The Journal of Near Eastern Studies is an academic journal published by the University of Chicago Press, covering research on the ancient and medieval civilisations of the Near East, including their archaeology, art, history, literature, linguistics, religion, law, and science. JNES is devoted to the study of the civilizations of the Near East from prehistory to the end of the Ottoman period in 1922. JNES embraces a uniquely broad scope of time, place, and topic, including contributions from scholars of international reputation on topics in Assyriology, Egyptology, Hittitology, Hebrew Bible, and allied ancient studies, as well as a second area of emphasis in early, medieval, and early-modern Islamic studies. The disciplinary range of the journal runs from history and language to religion and literature to archaeology and art history.
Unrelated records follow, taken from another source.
PR #54, opened 2015-11-27
Feature/fix url reversing error

hixi:
Fixes the url reversing issue in the worker.

Reviewed by:

- [x] @das-g

### DIFF
--- a/tests/worker/worker_test.py
+++ b/tests/worker/worker_test.py
@@ -39,17 +39,13 @@ class WorkerTest(TestCase):
         self.assertDictEqual(job_fetched.meta, {'progress': ConversionProgress.SUCCESSFUL})
 
 
-def do_nothing_callable():
-    pass
-
-
 class ConvertTest(TestCase):
     pbf_file_path = '/some_path/to/pbf.pbf'
     mocked_job_id = '0' * 36
     rq_job_stub = namedtuple('RQJob', ['id', 'meta', 'save'])(
         id=mocked_job_id,
         meta={'progress': ''},
-        save=do_nothing_callable,
+        save=mock.Mock(),
     )
 
     @mock.patch('os.remove')
--- a/tests/worker/worker_test.py
+++ b/tests/worker/worker_test.py
@@ -1,8 +1,10 @@
 # pylint: disable=C0111
+from collections import namedtuple
 from unittest import mock
 
 from django.test import TestCase
 from django_rq import get_connection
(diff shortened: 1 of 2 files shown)


tests/worker/worker_test.py
```diff
@@ -35,3 +37,33 @@ def test_set_progress_on_job_sets_the_progress(self):
...
+    pass
+
+
+class ConvertTest(TestCase):
+    pbf_file_path = '/some_path/to/pbf.pbf'
+    mocked_job_id = '0' * 36
+    rq_job_stub = namedtuple('RQJob', ['id', 'meta', 'save'])(
+        id=mocked_job_id,
+        meta={'progress': ''},
+        save=do_nothing_callable,
```
das-g: Why not use a `unittest.mock.Mock` object here? (Without `@patch`). One of their purposes is to be callable objects.

tests/worker/worker_test.py
```diff
@@ -35,3 +37,29 @@ def test_set_progress_on_job_sets_the_progress(self):
...
+    @mock.patch('converters.gis_converter.bootstrap.bootstrap.boostrap', return_value=None)
+    @mock.patch('converters.osm_cutter.cut_osm_extent', return_value=pbf_file_path)
+    @mock.patch('rq.get_current_job', return_value=rq_job_stub)
+    @mock.patch('worker.converter_job.Notifier')
+    def test_convert_with_host_and_job_assembles_url_correctly(self, notifier_mock, rq_job_stub, *args, **kwargs):
+        format_options = Options(output_formats=['fgdb', 'spatialite', 'shp', 'gpkg'])
+        geometry, output_directory, callback_url = None, '/tmp/', None
+        host = 'http://converter-host.example.com'
+        convert(geometry, format_options, output_directory, callback_url, host)
+        expected_url = host + reverse(viewname='gisformat-detail', kwargs={'pk': self.mocked_job_id})
```
das-g: Can we hardcode the `expected_url` value instead of computing it the same way the implementation does? Just repeating the implementation in the test doesn't give much confidence in its correctness.

hixi: what is not giving confidence? we're using the reverse from the 3rd party library, and if we ever change the regex, this test will adapt correctly. Even though It is the same code, it does test the right thing IMHO.

das-g: Convinced.

:white_check_mark: leave as-is

PR #56, opened 2015-11-27
assert model is saved; create model and then save again

hixi:
Fixes issue with path unavailable.

reviewed by:
 - [x] @das-g 
 - [x] @hixi

### DIFF
--- a/conversion_service/conversion_job/models.py
+++ b/conversion_service/conversion_job/models.py
@@ -77,6 +77,8 @@ class ConversionJob(models.Model):
 
     @property
     def output_directory(self):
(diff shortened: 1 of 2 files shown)


conversion_service/conversion_job/models.py
```diff
@@ -77,6 +77,10 @@ class ConversionJob(models.Model):
 
     @property
     def output_directory(self):
+        """
+        Only available on saved model instances.
+        """
```
das-g: changed comment to Docstring, please review

hixi: :+1:

PR #58, opened 2015-12-04
Add workaround for strange docker permission issue

das-g:
To get rid of `Starting PostgreSQL 9.3 database server: mainThe PostgreSQL server failed to start. Please check the log output: [...] [23-1] FATAL: could not access private key file "/etc/ssl/private/ssl-cert-snakeoil.key": Permission denied ... failed!` on das-g's system.

See [j0hnsmith's comment docker/docker#783](https://github.com/docker/docker/issues/783\#issuecomment-56013588).

###### Reviewed by:
- [x] @wasabideveloper
- [x] @hixi

### DIFF
--- a/Dockerfile.worker
+++ b/Dockerfile.worker
@@ -107,6 +107,10 @@ RUN sed --in-place 's/\$\(CXX\) $\(LIBS\) -shared -o \$@ \$</\$\(CXX\) -shared -
 
 ENV HOME /home/py
 
+# Workaround for AUFS-related(?) permission issue:
+# See https://github.com/docker/docker/issues/783#issuecomment-56013588
+RUN mkdir /etc/ssl/private-copy; mv /etc/ssl/private/* /etc/ssl/private-copy/; rm -r /etc/ssl/private; mv /etc/ssl/private-copy /etc/ssl/private; chmod -R 0700 /etc/ssl/private; chown -R postgres /etc/ssl/private
+
 # activate translit
 RUN mkdir -p $HOME/conversion_service/worker $HOME/entrypoint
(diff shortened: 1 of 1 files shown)


das-g:
We're not the only ones doing this b.t.w.: https://github.com/orchardup/docker-postgresql/blob/955ac7787440aca56d32906e7338fd4ca8d9cb27/Dockerfile#L11

I guess the [official postgres image](https://github.com/docker-library/postgres/blob/ed23320582f4ec5b0e5e35c99d98966dacbc6ed8/9.3/Dockerfile) doesn't need this, because it's Debian- and not Ubuntu-based.

hixi:
Would switching to debian:jessie be an issue (ie a lot of work)? If it really doesn't happen on debian, I would like that more than this workaround.

wasabideveloper:
Didn't we early use an debian image? Why did we switch to Ubuntu? I like Ubuntu on desktop but I don't have experiences how it performs on servers.

das-g:
Eh, I just realized that our worker image _is_ `debian:jessie`-based. (Via [`geometalab/gdal-debian`](https://hub.docker.com/r/geometalab/gdal-debian))

hixi:
That's what I thought, because I really tried to use debian-based images whenever/wherever possible, but I might have missed this one ;-)

Then I'm in favor of merging this, because it enables development again; before merging, could you @das-g create an issue so we can investigate this another time, I don't particularly like workarounds on such a low level.

das-g:
> create an issue so we can investigate this another time

Issue filed: geometalab/osmaxx#283

PR #59, opened 2015-12-04
Feature/osmaxx 166 finish administrative areas support

hixi:
Reviewed by:

- [x] @das-g 
- [x] @wasabideveloper

Is part of geometalab/osmaxx#166


conversion_service/converters/boundaries.py
```diff
@@ -32,6 +32,32 @@ def _get_cut_command(self, output_filename):
...
+        self.polyfile_path = country_polyfile_path
+
+    def cut_pbf(self, output_filename):
+        command = self._get_cut_command(output_filename=output_filename)
+        subprocess.check_call(command.split())
+        return output_filename
+
+    def _get_cut_command(self, output_filename):
+        pbf_file_path = OSMAXX_CONVERSION_SERVICE.get('PBF_PLANET_FILE_PATH')
+        return "osmconvert --out-pbf -o={output_filename} -B={polyfile_path} {pbf_file_path}".format(
```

The Journal of Near Eastern Studies was founded in 1884, with an original emphasis on Old Testament studies. The journal was renamed twice over the course of the following century, with each name change reflecting the growth and expansion of the fields covered by the publication. Originally titled Hebraica, the journal in 1895 became the American Journal of Semitic Languages and Literatures; the present title came about in 1942.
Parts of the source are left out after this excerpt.